What do angle have to do with waves? Why do we use trigonometric functions to model waves? I've just learned SHM and I'm not able to understand why "phi" (initial phase) is an angle. Why are angles used in SHM?
 A: Take a circle, and any function that maps onto this circle by angle, then projecting onto a line produces a wave. This is how angle comes into the analysis of waves.
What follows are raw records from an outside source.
Issue #7121, opened 2025-03-19
Composable Interstitial: implement `InterstitialBody`


matthewgallo:
```
<InterstitialScreen.Body  contentRenderer={({all internal states})=>(
                    //Here user can render any custom content.
                    //They can return a array of children for multistep or a single child.
                    //Based on the children array , we manage carousal and progress indicator
                   // They can render any thing and even a progres indicator or media here since we are providing them with all required internal states and is completely composable.
              
                  )}
/>
```

### To do
- [ ] check with Susana on the patterns/designs to be given as example codes.

### Acceptance criteria
- [ ] Dev implementation with keyboard navigation
- [ ] Unit testing
- [ ] AVT testing
- [ ] Example patterns creation

Issue #6442, opened 2024-11-15
[Feature Request]: Add Distinct Callbacks for Buttons in InterstitialScreen


Yashrajsingh2001:
### The problem

The `InterstitialScreen` component currently allows developers to set only the labels for its buttons using the following props:

- `nextButtonLabel="Next"`
- `previousButtonLabel="Back"`
- `skipButtonLabel="Skip"`
- `startButtonLabel="Save"`

However, developers cannot assign separate functions to these buttons. Regardless of which button is clicked ("Skip," "Save," or "X" for Close), the `onClose` function is called. This creates a limitation where all actions are handled by the same function, making it impossible to differentiate the logic based on the button clicked.

### The solution

Introduce new callback props for individual button actions:
- **`onSkip`**: A function triggered when the "Skip" button is clicked.
- **`onSave`**: A function triggered when the "Save" button is clicked.
- **`onClose`**: A function specifically triggered when the "X" (Close) button is clicked.

This change will provide developers the flexibility to define separate logic for each action, improving the component's usability and extensibility.

### Owner/main maintainer(s)

NA

### Business priority

None

### Code of Conduct

- [x] I agree to follow this project's [Code of Conduct](https://github.com/carbon-design-system/ibm-products/blob/main/.github/CODE_OF_CONDUCT.md)
- [x] I checked the [current issues](https://github.com/carbon-design-system/ibm-products/issues) for duplicate issues

amal-k-joy:
Should we expose different callbacks for each actions or a unified callback like below for all actions passing the action type. Thus , we may need to introduce only 1 new callback prop
`handleActionButtonClick(actionType,e,...)`.

matthewgallo:
### Acceptance criteria

- [ ] Single async callback, returning the action type (potential naming, `onAction`, `onRequestAction`)
- [ ] Review with Carbon for any naming convenitions
- [ ] Include loading indicator 
- [ ] Include test for new callback prop

*Note, there will be some composability changes to this component in the future (1H 2025) impacting how actions are provided in this component

paul-balchin-ibm:
I would vote for individual callbacks:
- This would follow existing standards `onClick`, `onBlur`, `onToggle`, etc. i.e. one type of event calls one callback function.
- Naming conventions such as `onSkip`, `onSave`, and `onClose`, etc. are self documenting and don't require further explanation.
[...]

PR #7229, opened 2025-04-04
feat: composable interstitial screen implementation

### LINKED ISSUE #7120: Composable Interstitial: implement `InterstitialHeader`
**Proposed** 

```
<InterstitialScreen isFullScreen={true/false} hideProgressIndicator isOpen>  

           //Based on the disccussion with Susana and Tracy, they need a new prop in header for subtitle(headerSubTitle)
            <Interstitial.Header headerTitle={'headerTitle'} headerSubTitle ={'headerSubTitle'} hideProgressIndicator  >
        
                   //This need to be passed only in full screen mode. User can chose not to pass FullScreenScreenHeader and reuse their 
                   //existing header.
                  <Interstitial.FullScreenScreenHeader domainName productName>
                    children
                  </Interstitial.FullScreenScreenHeader>
                  
                  children
              
                  //when isFullScreen is false, we use carbon compose modal header and we can accept any prop supported by carbon 
                  </Interstitial.Header>
              
                  <Interstitial.Body  contentRenderer={({all internal states})=>(
                    //Here user can render any custom content.
                    //They can return a array of children for multistep or a single child.
                    //Based on the children array , we manage carousal and progress indicator
                   // They can render any thing and even a progres indicator or media here since we are providing them with all required internal states and is completely composable.
              
                  )}>
              
                   </Interstitial.Body>
        
        <Interstitial.Footer actionButtonConfig={} actionButtonRenderer={} />

</InterstitialScreen> 

```
```
Interstitial.HeaderTemplate={
 FullScreenScreenHeader

 headerTitle
 headerSubTitle
 ProgressIndicator

children

};

FullScreenScreenHeaderTemplate={
domainName | productName
children

}
```

### Acceptance criteria
- [ ] Dev implementation with keyboard navigation, remove full screen global header support (`domainName` and `productName`)
- [ ] Unit testing
- [ ] AVT testing
- [ ] Example patterns creation

amal-k-joy:
Closes #7120, #7121, #7122, #6442

Implementation of composable interstitial screen as a compound component pattern.
InterstitialScreen acting as a container and **InterstitialScreen.Header, InterstitialScreen.Body, InterstitialScreen.Footer** 
are static properties of the InterstitialScreen component, effectively acting as sub-components.

Removed `InterstitialScreenView` and `InterstitialScreenViewModule` as components and moved as storybook assets.

storybook


packages/ibm-products/src/components/InterstitialScreen/InterstitialScreenBody.tsx
```diff
@@ -0,0 +1,158 @@
...
+    );
+    if (
+      isValidElement(_bodyContent) &&
+      Array.isArray((_bodyContent.props as { children: ReactNode }).children)
+    ) {
+      setIsMultiStep(
+        !!(_bodyContent.props as { children: ReactNode[] }).children?.length
+      );
+      setStepCount?.(
+        (_bodyContent.props as { children: ReactNode[] }).children?.length
```
davidmenendez, line 88: this seems redundant `(_bodyContent.props as { children: ReactNode[] }).children?.length` can we cast this as a variable earlier to just reference?

packages/ibm-products/src/components/InterstitialScreen/InterstitialScreenBody.tsx
```diff
@@ -0,0 +1,158 @@
...
+      ...disableButtonConfig,
+      ...config,
+    });
+  };
+
+  const onScrollHandler = (scrollPercent) => setScrollPercent(scrollPercent);
+
+  const renderBody = () => (
+    <div className={`${blockClass}--body ${className}`} ref={bodyScrollRef}>
+      <div className={cx(`${blockClass}--content`)}>
```
davidmenendez, line 121: don't need to use `cx` here

packages/ibm-products/src/components/InterstitialScreen/InterstitialScreenBody.tsx
```diff
@@ -0,0 +1,158 @@
...
+            <Carousel
+              disableArrowScroll
+              ref={scrollRef}
+              onScroll={onScrollHandler}
+            >
+              {bodyChildrenData}
+            </Carousel>
+          </div>
+        ) : (
+          <div>{bodyChildrenData}</div>
```
davidmenendez, line 133: div should have a class

packages/ibm-products/src/components/InterstitialScreen/InterstitialScreenBody.tsx
```diff
@@ -0,0 +1,158 @@
...
+  /**
+   * This is a required callback that has to return the content to render in the body section.
+   * It can be a single child or an array of children depending on your need
+   */
+  contentRenderer: (config: contentRendererArgs) => ReactNode;
+}
+
+const InterstitialScreenBody = ({
+  className,
+  contentRenderer,
```
davidmenendez, line 46: missing `...rest` and also moving forward i think we should go with this signature for components
```
const Component = (props) => {
  const { propA, propB, propC, ...rest } = props;
}
```
this can make debugging easier when you're able to reference the entire `props` variable

packages/ibm-products/src/components/InterstitialScreen/InterstitialScreenFooter.tsx
```diff
@@ -0,0 +1,205 @@
...
+  actionButtonRenderer?: (config: actionButtonRendererArgs) => React.ReactNode;
+}
+const InterstitialScreenFooter = ({
+  className,
+  skipButtonLabel = 'Skip',
+  previousButtonLabel = 'Back',
+  nextButtonLabel = 'Next',
+  startButtonLabel = 'Get Started',
+  actionButtonRenderer,
+}: InterstitialScreenFooterProps) => {
```
davidmenendez, line 61: same comment about component signature

packages/ibm-products/src/components/InterstitialScreen/InterstitialScreenFooter.tsx
```diff
@@ -0,0 +1,205 @@
...
+
+  const handleClickPrev = () => {
+    const targetStep = clamp(progStep - 1, progStepFloor, progStepCeil);
+    handleGotoStep?.(targetStep as number);
+  };
+
+  const handleClickNext = () => {
+    const targetStep = clamp(progStep + 1, progStepFloor, progStepCeil);
+    handleGotoStep?.(targetStep as number);
+  };
```
davidmenendez, line 86: i think we can merge this into a single click handler and pass the `+/-1` as a parameter

packages/ibm-products/src/components/InterstitialScreen/InterstitialScreenFooter.tsx
```diff
@@ -0,0 +1,205 @@
...
+
+  const getFooterContent = () => (
```
davidmenendez, line 88: a lot of what's going on in here is very redundant. i think it would be cleaner and more efficient to create a function that sets up any common props (like `size`), sets the remaining props conditionally, and returns it so you end up with something that looks more like
```
const btnProps = getBtnProps();
...
<Button {...props} />
```
this helps to eliminate a lot of the clutter with doing the conditionals inline

packages/ibm-products/src/components/InterstitialScreen/InterstitialScreenHeader.tsx
```diff
@@ -0,0 +1,149 @@
...
+};
+
+const InterstitialScreenHeader = ({
+  className,
+  headerTitle,
+  headerSubTitle,
+  closeIconDescription,
+  hideProgressIndicator,
+  children,
+}: InterstitialScreenHeaderProps) => {
```
davidmenendez, line 59: same comment about component signature

packages/ibm-products/src/components/InterstitialScreen/InterstitialScreenHeader.tsx
```diff
@@ -0,0 +1,149 @@
...
+        {!hideProgressIndicator &&
+          bodyChildrenData &&
+          Array.isArray(bodyChildrenData) && (
+            <div className={`${blockClass}--progress`}>
+              <ProgressIndicator vertical={false} currentIndex={progStep}>
+                {bodyChildrenData?.map((child: React.ReactNode, idx) => {
+                  if (React.isValidElement<EnrichedChildren>(child)) {
+                    return (
+                      <ProgressStep
+                        key={idx}
```
davidmenendez, line 84: it's considered an anti pattern to use an index as a key. can we use an id attribute or something similar?

packages/ibm-products/src/components/InterstitialScreen/_story-assets/InterstitialScreenViewModule/InterstitialScreenViewModule.tsx
```diff
@@ -59,11 +68,28 @@ export let InterstitialScreenViewModule = React.forwardRef<
...
   ) => {
+    useEffect(() => {
+      disableActionButton?.({
+        start: true,
+      });
+      // eslint-disable-next-line react-hooks/exhaustive-deps
+    }, []);
+
+    const handleOnChange = (selected) => {
+      if (selected) {
```
davidmenendez, line 85: you can just shorten this to `disableActionButton?.({ start: !selected })`

davidmenendez (changes requested):
looks like a big improvement! just a few comments

packages/ibm-products/src/components/InterstitialScreen/InterstitialScreenFooter.tsx
amal-k-joy: `handleGotoStep`  is kept as reusable that is passed down to `contentRenderer` and `actionRenderer` callbacks and its expects the target step.
To merge to a single handler I may need to define one more method, which is redundant , since current way is  already readable.

packages/ibm-products/src/components/InterstitialScreen/InterstitialScreenHeader.tsx
amal-k-joy: we dont have any id attribute, since we are building steps from the body children. How ever will use `stepTitle` which is a mandatory prop to build an id

packages/ibm-products/src/components/InterstitialScreen/InterstitialScreenFooter.tsx
amal-k-joy: Yes, start button had some redundant props , so merged to a single component. Lets keep other buttons as it is, since there isn't much redundant attributes.

devadula-nandan (approved):

davidmenendez (approved):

In short, functions on the circle are essentally periodic and can be unbundled into a wave.
A: SHM and wave motion are not exactly the same thing, although the local motion at each point, in the case of a plane wave, is a SHM.
Then, the core of this question is what is the connection between SHM and angles even in the cases, like the 1D SHM, where there is no obvious angle.
The reason for speaking about angles can be seen from two related complementary points of view.
On the one hand, the independent solutions of the equation of motion for the harmonic oscillator are the functions sinus and cosinus which may be defined with reference to the trigoniometric circle (although it is always possible to define them by using series without direct contact with trigonometry). This way of introducing trigonometric functions induces an angle-related language.
On the other hand, something like $cos( \omega t + \phi)$ can be seen as the projection on an axis of a uniform circular motion.
A: Circles and trig functions are very closely linked, infact trig functions are essentially measurements of the unit circle.
This may help you to visualise:

There's also a pretty nice Khan Academy section here.
The basic idea is that as you move around the unit circle, you can consider a moving triangle inscribed into that circle, the edges being:

*

*A vertical line connecting the point that you're at with the horizontal (conventionally $x$-axis)

*A horizontal line from that point on the $x$-axis to the origin

*The hypotenuse connecting your point on the circle to the origin.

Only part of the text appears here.